Inflation and balance sheet reduction message in Fed minutes

Minutes of the Fed's meeting showed that officials were concerned about inflation and that some members were ready to tighten monetary policy if inflation risks increased. Messages were also given in the minutes regarding the speed of balance sheet reduction.

The minutes of the Fed's April 30-May 1 meeting have been published. The minutes signaled that Fed officials did not have enough confidence to cut interest rates.

In order to reduce the risk of turbulence that may arise from balance sheet reduction, the Fed announced on May 1 that it would reduce the balance sheet reduction amount from 60 billion dollars to 25 billion dollars per month, starting from June.

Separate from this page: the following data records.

Issue #2835, opened 2024-02-25
undici - next


ronag:
TODO:

- [x] remove anti-pattern dispatcher hooks
- [x] remove old interceptor pattern (https://github.com/nodejs/undici/pull/2754)
- [x] new interceptor pattern (https://github.com/nodejs/undici/pull/2795)
- [ ] change so that dispatcher hooks take an options object instead of multiple arguments
- [ ] remove pipelining retries from core
- [ ] implement "idempotent" retry interceptor for pipeline resets
- [ ] implement "decompress" interceptor - #3255 
- [x] separate out http2
- [ ] #3275
- [ ] #3276
- [x] make dump investigate content-length to see if it's worth trying to read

While the minutes show that almost all officials support the balance sheet reduction process, a few officials stated that they may support the balance sheet reduction amount to remain at previous levels.

Referring to the recent rise in inflation, the minutes said, "Participants observed that although inflation slowed down last year, the Committee had difficulty in advancing to the 2 percent target in the last few months. "Gaining greater confidence about inflation will take longer than expected."

It was stated in the minutes that some officials pointed out geopolitical events or other factors that lead to more serious supply bottlenecks or higher transportation costs, and that this situation could create upward pressure on prices and negatively affect economic growth.

In the meeting held after the inflation data exceeding the expectations in the last few months in the USA, the Fed left the interest rates unchanged at 5.25-5.5 percent.

In the minutes, some participants stated that an interest rate increase would be appropriate if inflation risks emerged.

Some members also pointed out the risk that financial conditions were too loose.